**GIVEN ENTRIES**
Issue #966, opened 2022-12-20
Crossplane provider


eremid:
Hello,

We are working on a Crossplane provider built with Upjet framework. I’m just start testing and I’ve some issues to share with you like :
* string parameters in documentation but bool in provider code.
* remove unused parameters like show_upload_progress in documentation (or adding it in provider code ?).
Examples :
* https://github.com/FrangipaneTeam/terraform-provider-vcd/commit/6ba2e07836b515bd954252034631a63584b44e42
* https://github.com/FrangipaneTeam/terraform-provider-vcd/commit/dd2b8041113f319cb989d17676ea0f1693449dfb

Reading your Code Contribution Flow, this issue is open to ask if it is possible to contribute towards the goal of having a working crossplane provider and how we can contribute ?

Thanks

dataclouder:
Hi
Thanks for your interest in our project.
Contributions are welcome. However, when it comes to documentation, we would like to keep the contributions to the matter of fixing errors.
Thus, removing an unneeded parameter in an example is a very useful fix, but changing every `*` to `-` or `_` is not, as it doesn't solve any problems, and it would make the rest of our documentation inconsistent.

Similarly, changing `"true"` to `true` is not necessary. Although stylistically it's better to use the unquoted `true` or `false`, Terraform doesn't complain and will [automatically convert from Boolean to string when needed](https://developer.hashicorp.com/terraform/language/expressions/types#type-conversion).
Should such a change become necessary in the future, we would prefer changing all of them at once using our own coding tools.

Summing up: if there are changes that affect the usefulness of the documentation, by all means do it, but if you feel suggesting formatting enhancements, be aware that we may not be able to dedicate review time to large stylistic changes with hundreds of lines involved.

WRT 
> it is possible to contribute towards the goal of having a working crossplane provider 

please explain what you have in mind, and how the current `terraform-provider-vcd` should be involved.
In other words, if the current code could be enhanced to be used in a crossplane provider, please outline what such enhancements should be.

eremid:
> Contributions are welcome. However, when it comes to documentation, we would like to keep the contributions to the matter of fixing errors.

OK.

> Similarly, changing "true" to true is not necessary.

It’s better for the crossplane provider, I detail this point below.

I’m using [upjet](https://github.com/upbound/upjet) code generator to build the crossplane provider. The crossplane APIs and kubernetes CRD generated from the terraform provider code missmatch with the example generated (based on the terraform provider documentation). 
For example :
[...]

PR #972, opened 2023-01-02
Fix catalog access

dataclouder:
This PR does the following:
* Allows accessing catalogs and related entities without having a full Org object to retrieve them, thus fixing access to shared catalogs (Issue #960)
* Add `catalog_id` to `vcd_catalog_media` resource and data source to allow its handling similar to `vcd_catalog_vapp_template`
* Add test framework for testing with multiple orgs (See `TESTING.md` for details)
* Use the multiple orgs framework to test shared and subscribed catalogs access
* Add test for subscribing a catalog from vSphere content library (Issue #967)

PR #978, opened 2023-01-05
doc: improve documentation

eremid:
string parameter to bool parameter if type is schema.TypeBool in code

FIX Issue #966


dataclouder:
Please note that these same changes were already applied in PR #972

eremid:
Ok, thanks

**WHAT YOU ARE ASKED TO DO**
What's wanted is a faithful copy of each entry above.

**THE ANSWER**
Issue #966, opened 2022-12-20
Crossplane provider


eremid:
Hello,

We are working on a Crossplane provider built with Upjet framework. I’m just start testing and I’ve some issues to share with you like :
* string parameters in documentation but bool in provider code.
* remove unused parameters like show_upload_progress in documentation (or adding it in provider code ?).
Examples :
* https://github.com/FrangipaneTeam/terraform-provider-vcd/commit/6ba2e07836b515bd954252034631a63584b44e42
* https://github.com/FrangipaneTeam/terraform-provider-vcd/commit/dd2b8041113f319cb989d17676ea0f1693449dfb

Reading your Code Contribution Flow, this issue is open to ask if it is possible to contribute towards the goal of having a working crossplane provider and how we can contribute ?

Thanks

dataclouder:
Hi
Thanks for your interest in our project.
Contributions are welcome. However, when it comes to documentation, we would like to keep the contributions to the matter of fixing errors.
Thus, removing an unneeded parameter in an example is a very useful fix, but changing every `*` to `-` or `_` is not, as it doesn't solve any problems, and it would make the rest of our documentation inconsistent.

Similarly, changing `"true"` to `true` is not necessary. Although stylistically it's better to use the unquoted `true` or `false`, Terraform doesn't complain and will [automatically convert from Boolean to string when needed](https://developer.hashicorp.com/terraform/language/expressions/types#type-conversion).
Should such a change become necessary in the future, we would prefer changing all of them at once using our own coding tools.

Summing up: if there are changes that affect the usefulness of the documentation, by all means do it, but if you feel suggesting formatting enhancements, be aware that we may not be able to dedicate review time to large stylistic changes with hundreds of lines involved.

WRT 
> it is possible to contribute towards the goal of having a working crossplane provider 

please explain what you have in mind, and how the current `terraform-provider-vcd` should be involved.
In other words, if the current code could be enhanced to be used in a crossplane provider, please outline what such enhancements should be.

eremid:
> Contributions are welcome. However, when it comes to documentation, we would like to keep the contributions to the matter of fixing errors.

OK.

> Similarly, changing "true" to true is not necessary.

It’s better for the crossplane provider, I detail this point below.

I’m using [upjet](https://github.com/upbound/upjet) code generator to build the crossplane provider. The crossplane APIs and kubernetes CRD generated from the terraform provider code missmatch with the example generated (based on the terraform provider documentation). 
For example :
[...]

PR #972, opened 2023-01-02
Fix catalog access

dataclouder:
This PR does the following:
* Allows accessing catalogs and related entities without having a full Org object to retrieve them, thus fixing access to shared catalogs (Issue #960)
* Add `catalog_id` to `vcd_catalog_media` resource and data source to allow its handling similar to `vcd_catalog_vapp_template`
* Add test framework for testing with multiple orgs (See `TESTING.md` for details)
* Use the multiple orgs framework to test shared and subscribed catalogs access
* Add test for subscribing a catalog from vSphere content library (Issue #967)

PR #978, opened 2023-01-05
doc: improve documentation

eremid:
string parameter to bool parameter if type is schema.TypeBool in code

FIX Issue #966


dataclouder:
Please note that these same changes were already applied in PR #972

eremid:
Ok, thanks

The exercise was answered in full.